Stored data entries:
PR #4897, opened 2020-08-13
Add a reportDisables secondary option

nex3:
This allows config authors to specify that certain rules may not be disabled by authors.

### DIFF
--- a/lib/reportDisables.js
+++ b/lib/reportDisables.js
@@ -1,0 +1,79 @@
+'use strict';
+
+const _ = require('lodash');
+
+/** @typedef {import('stylelint').RangeType} RangeType */
+/** @typedef {import('stylelint').DisableReportRange} DisabledRange */
+/** @typedef {import('stylelint').StylelintDisableOptionsReport} StylelintDisableOptionsReport */
+
+/**
+ * Returns a report describing which `results` (if any) contain disabled ranges
+ * for rules that disallow disables via `reportDisables: true`.
+ *
+ * @param {import('stylelint').StylelintResult[]} results
+ * @returns {StylelintDisableOptionsReport}
+ */
+module.exports = function (results) {
+	/** @type {StylelintDisableOptionsReport} */
+	const report = [];
+
+	results.forEach((result) => {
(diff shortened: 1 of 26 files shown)


lib/reportDisables.js
```diff
@@ -0,0 +1,79 @@
...
+			return [];
+		}
+
+		Object.keys(rangeData).forEach((rule) => {
+			rangeData[rule].forEach((range) => {
+				if (!reportDisablesForRule(_.get(config, ['rules', rule], []))) return;
+
+				// If an equivalent range has already been reported, don't report this
+				// range as well.
+				const duplicate = reported.ranges.find((reportedRange) => {
```
vankop, line 48: I think this is fine to show duplicate here, because if you are using `reportDisables: true` for rule `N` you want to see report regardless to report of rule `M`

types/stylelint/index.d.ts
```diff
@@ -216,21 +216,22 @@ declare module 'stylelint' {
...
-		unusedRule: string;
+	export type DisableReportRange = {
+		rule: string;
 		start: number;
 		end?: number;
+
+		// This is for backwards-compatibility with formatters that were written
+		// when this name was used instead of `rule`. It should be avoided for new
+		// formatters.
+		unusedRule: string;
```
vankop, line 227: Need to create an issue to remove it for next major version after merging PR..

lib/reportDisables.js
nex3: Done.

types/stylelint/index.d.ts
nex3: Done: https://github.com/stylelint/stylelint/issues/4899

nex3:
Is this good to merge? Should I add a CHANGELOG entry in the PR itself?

vankop:
yep, need to add a changelog entry. Core team should handle it =)

jeddy3:
> yep, need to add a changelog entry. Core team should handle it =)

It's a clunky process, and I've created an issue (https://github.com/stylelint/stylelint/issues/4934) to discuss how we can improve managing the changelog and releases.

* [WHAT YOU HAVE TO DO]
Each entry above must be repeated exactly, with nothing dropped.

* [FINAL ANSWER]
PR #4897, opened 2020-08-13
Add a reportDisables secondary option

nex3:
This allows config authors to specify that certain rules may not be disabled by authors.

### DIFF
--- a/lib/reportDisables.js
+++ b/lib/reportDisables.js
@@ -1,0 +1,79 @@
+'use strict';
+
+const _ = require('lodash');
+
+/** @typedef {import('stylelint').RangeType} RangeType */
+/** @typedef {import('stylelint').DisableReportRange} DisabledRange */
+/** @typedef {import('stylelint').StylelintDisableOptionsReport} StylelintDisableOptionsReport */
+
+/**
+ * Returns a report describing which `results` (if any) contain disabled ranges
+ * for rules that disallow disables via `reportDisables: true`.
+ *
+ * @param {import('stylelint').StylelintResult[]} results
+ * @returns {StylelintDisableOptionsReport}
+ */
+module.exports = function (results) {
+	/** @type {StylelintDisableOptionsReport} */
+	const report = [];
+
+	results.forEach((result) => {
(diff shortened: 1 of 26 files shown)


lib/reportDisables.js
```diff
@@ -0,0 +1,79 @@
...
+			return [];
+		}
+
+		Object.keys(rangeData).forEach((rule) => {
+			rangeData[rule].forEach((range) => {
+				if (!reportDisablesForRule(_.get(config, ['rules', rule], []))) return;
+
+				// If an equivalent range has already been reported, don't report this
+				// range as well.
+				const duplicate = reported.ranges.find((reportedRange) => {
```
vankop, line 48: I think this is fine to show duplicate here, because if you are using `reportDisables: true` for rule `N` you want to see report regardless to report of rule `M`

types/stylelint/index.d.ts
```diff
@@ -216,21 +216,22 @@ declare module 'stylelint' {
...
-		unusedRule: string;
+	export type DisableReportRange = {
+		rule: string;
 		start: number;
 		end?: number;
+
+		// This is for backwards-compatibility with formatters that were written
+		// when this name was used instead of `rule`. It should be avoided for new
+		// formatters.
+		unusedRule: string;
```
vankop, line 227: Need to create an issue to remove it for next major version after merging PR..

lib/reportDisables.js
nex3: Done.

types/stylelint/index.d.ts
nex3: Done: https://github.com/stylelint/stylelint/issues/4899

nex3:
Is this good to merge? Should I add a CHANGELOG entry in the PR itself?

vankop:
yep, need to add a changelog entry. Core team should handle it =)

jeddy3:
> yep, need to add a changelog entry. Core team should handle it =)

It's a clunky process, and I've created an issue (https://github.com/stylelint/stylelint/issues/4934) to discuss how we can improve managing the changelog and releases.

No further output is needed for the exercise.